(Saved entries)
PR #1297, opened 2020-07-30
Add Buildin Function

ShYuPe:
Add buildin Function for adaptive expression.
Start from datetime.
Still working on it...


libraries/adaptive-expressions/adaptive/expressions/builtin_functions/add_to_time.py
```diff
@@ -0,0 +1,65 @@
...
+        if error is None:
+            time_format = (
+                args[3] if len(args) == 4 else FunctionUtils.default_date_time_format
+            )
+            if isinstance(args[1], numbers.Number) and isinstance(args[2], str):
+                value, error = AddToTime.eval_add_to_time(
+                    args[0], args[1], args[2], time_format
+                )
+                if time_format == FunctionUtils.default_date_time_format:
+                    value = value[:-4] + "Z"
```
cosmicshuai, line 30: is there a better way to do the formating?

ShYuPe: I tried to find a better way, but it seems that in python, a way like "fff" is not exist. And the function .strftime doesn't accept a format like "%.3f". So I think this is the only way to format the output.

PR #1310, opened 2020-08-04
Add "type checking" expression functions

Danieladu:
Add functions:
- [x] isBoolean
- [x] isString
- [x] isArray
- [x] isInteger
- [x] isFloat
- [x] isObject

— Exercise directions —
Using the records above, select and copy every line that has the word "FunctionUtils".

— Solved problem —
+                args[3] if len(args) == 4 else FunctionUtils.default_date_time_format
+                if time_format == FunctionUtils.default_date_time_format:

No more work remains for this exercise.